= EXERCISE =
Please copy each line of the records below that holds the word "Constants".

◆ ◆ ◆ ◆ ◆

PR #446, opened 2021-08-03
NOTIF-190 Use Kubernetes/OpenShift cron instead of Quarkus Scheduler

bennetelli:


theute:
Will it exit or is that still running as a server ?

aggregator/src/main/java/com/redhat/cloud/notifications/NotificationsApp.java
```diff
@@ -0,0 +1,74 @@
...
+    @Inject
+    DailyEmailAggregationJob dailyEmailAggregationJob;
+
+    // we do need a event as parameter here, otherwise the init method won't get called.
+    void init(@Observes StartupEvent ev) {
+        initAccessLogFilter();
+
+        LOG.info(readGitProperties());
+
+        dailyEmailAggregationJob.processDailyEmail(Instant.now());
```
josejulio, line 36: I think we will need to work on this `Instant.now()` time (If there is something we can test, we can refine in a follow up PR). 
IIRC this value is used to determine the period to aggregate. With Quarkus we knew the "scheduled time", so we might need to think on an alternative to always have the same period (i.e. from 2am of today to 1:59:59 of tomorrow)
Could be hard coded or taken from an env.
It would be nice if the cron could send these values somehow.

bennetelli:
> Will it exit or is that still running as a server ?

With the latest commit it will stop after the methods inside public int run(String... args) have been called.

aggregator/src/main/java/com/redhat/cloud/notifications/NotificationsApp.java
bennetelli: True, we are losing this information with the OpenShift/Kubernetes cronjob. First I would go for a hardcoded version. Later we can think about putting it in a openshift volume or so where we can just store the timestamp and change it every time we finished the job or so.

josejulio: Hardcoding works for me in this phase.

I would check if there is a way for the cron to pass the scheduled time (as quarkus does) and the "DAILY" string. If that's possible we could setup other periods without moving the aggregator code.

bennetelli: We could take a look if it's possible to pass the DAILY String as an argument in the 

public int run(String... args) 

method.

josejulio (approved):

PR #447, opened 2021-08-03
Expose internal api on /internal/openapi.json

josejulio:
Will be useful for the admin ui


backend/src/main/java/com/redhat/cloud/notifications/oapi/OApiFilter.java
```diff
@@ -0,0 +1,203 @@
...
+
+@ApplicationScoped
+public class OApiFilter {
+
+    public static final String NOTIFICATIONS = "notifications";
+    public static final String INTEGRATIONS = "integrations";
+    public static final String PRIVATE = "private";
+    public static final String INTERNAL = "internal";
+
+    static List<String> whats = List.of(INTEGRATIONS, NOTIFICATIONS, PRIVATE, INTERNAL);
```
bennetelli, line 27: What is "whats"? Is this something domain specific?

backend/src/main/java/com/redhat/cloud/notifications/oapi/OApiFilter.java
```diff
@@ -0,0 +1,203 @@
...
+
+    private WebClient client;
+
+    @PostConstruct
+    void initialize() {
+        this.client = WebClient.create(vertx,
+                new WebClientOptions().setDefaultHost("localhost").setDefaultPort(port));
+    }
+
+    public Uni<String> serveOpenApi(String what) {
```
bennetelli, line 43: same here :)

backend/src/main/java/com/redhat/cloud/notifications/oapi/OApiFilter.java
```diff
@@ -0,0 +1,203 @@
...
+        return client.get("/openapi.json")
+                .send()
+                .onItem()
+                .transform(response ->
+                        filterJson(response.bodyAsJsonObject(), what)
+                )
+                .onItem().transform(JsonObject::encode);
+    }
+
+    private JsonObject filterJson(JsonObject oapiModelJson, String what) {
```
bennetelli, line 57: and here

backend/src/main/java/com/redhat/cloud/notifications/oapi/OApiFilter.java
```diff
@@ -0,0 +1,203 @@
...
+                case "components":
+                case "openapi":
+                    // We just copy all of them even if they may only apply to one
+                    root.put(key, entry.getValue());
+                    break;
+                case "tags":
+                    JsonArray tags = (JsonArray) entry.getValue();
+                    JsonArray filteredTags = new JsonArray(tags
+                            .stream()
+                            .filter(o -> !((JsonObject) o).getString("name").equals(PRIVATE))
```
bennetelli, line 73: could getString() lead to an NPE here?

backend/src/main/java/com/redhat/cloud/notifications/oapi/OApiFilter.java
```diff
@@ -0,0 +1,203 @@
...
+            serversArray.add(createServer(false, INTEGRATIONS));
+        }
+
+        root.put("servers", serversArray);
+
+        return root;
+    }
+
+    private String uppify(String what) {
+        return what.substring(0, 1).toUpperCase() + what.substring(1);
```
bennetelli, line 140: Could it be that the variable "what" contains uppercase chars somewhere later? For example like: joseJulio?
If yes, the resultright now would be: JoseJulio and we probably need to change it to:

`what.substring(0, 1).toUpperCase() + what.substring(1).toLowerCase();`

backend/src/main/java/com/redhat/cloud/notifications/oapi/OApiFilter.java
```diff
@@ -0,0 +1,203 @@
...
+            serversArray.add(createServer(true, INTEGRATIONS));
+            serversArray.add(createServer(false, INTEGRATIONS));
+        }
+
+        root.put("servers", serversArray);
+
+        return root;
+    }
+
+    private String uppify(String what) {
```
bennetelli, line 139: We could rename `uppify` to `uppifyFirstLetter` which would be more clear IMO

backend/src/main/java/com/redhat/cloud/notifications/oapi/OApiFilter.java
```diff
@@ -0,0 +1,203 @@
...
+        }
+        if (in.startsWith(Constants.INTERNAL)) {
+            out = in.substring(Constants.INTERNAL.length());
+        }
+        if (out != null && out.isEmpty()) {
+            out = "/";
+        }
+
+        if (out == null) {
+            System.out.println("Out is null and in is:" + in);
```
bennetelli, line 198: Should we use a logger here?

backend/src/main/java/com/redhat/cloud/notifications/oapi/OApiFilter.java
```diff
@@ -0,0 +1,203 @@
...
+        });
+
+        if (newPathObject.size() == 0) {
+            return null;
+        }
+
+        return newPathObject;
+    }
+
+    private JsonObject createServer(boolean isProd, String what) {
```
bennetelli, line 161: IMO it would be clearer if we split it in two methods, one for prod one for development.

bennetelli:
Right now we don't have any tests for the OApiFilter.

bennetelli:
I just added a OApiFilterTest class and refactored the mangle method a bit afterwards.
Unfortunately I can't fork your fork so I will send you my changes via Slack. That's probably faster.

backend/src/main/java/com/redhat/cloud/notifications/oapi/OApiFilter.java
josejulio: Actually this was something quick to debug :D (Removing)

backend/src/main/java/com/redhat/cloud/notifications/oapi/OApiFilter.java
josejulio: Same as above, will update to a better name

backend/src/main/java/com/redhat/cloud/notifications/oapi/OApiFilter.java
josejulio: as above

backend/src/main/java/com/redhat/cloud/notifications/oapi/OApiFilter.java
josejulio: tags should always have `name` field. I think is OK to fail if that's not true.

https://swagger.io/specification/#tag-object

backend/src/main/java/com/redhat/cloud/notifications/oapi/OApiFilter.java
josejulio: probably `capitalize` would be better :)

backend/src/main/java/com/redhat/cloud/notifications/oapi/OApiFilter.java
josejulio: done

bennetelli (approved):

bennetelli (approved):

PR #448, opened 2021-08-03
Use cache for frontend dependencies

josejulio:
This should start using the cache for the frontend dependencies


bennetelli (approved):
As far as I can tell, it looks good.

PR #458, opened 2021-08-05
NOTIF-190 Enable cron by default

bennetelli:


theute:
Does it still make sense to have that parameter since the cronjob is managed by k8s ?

◆ ◆ ◆ ◆ ◆

= ANSWER TO THE EXERCISE =
+        if (in.startsWith(Constants.INTERNAL)) {
+            out = in.substring(Constants.INTERNAL.length());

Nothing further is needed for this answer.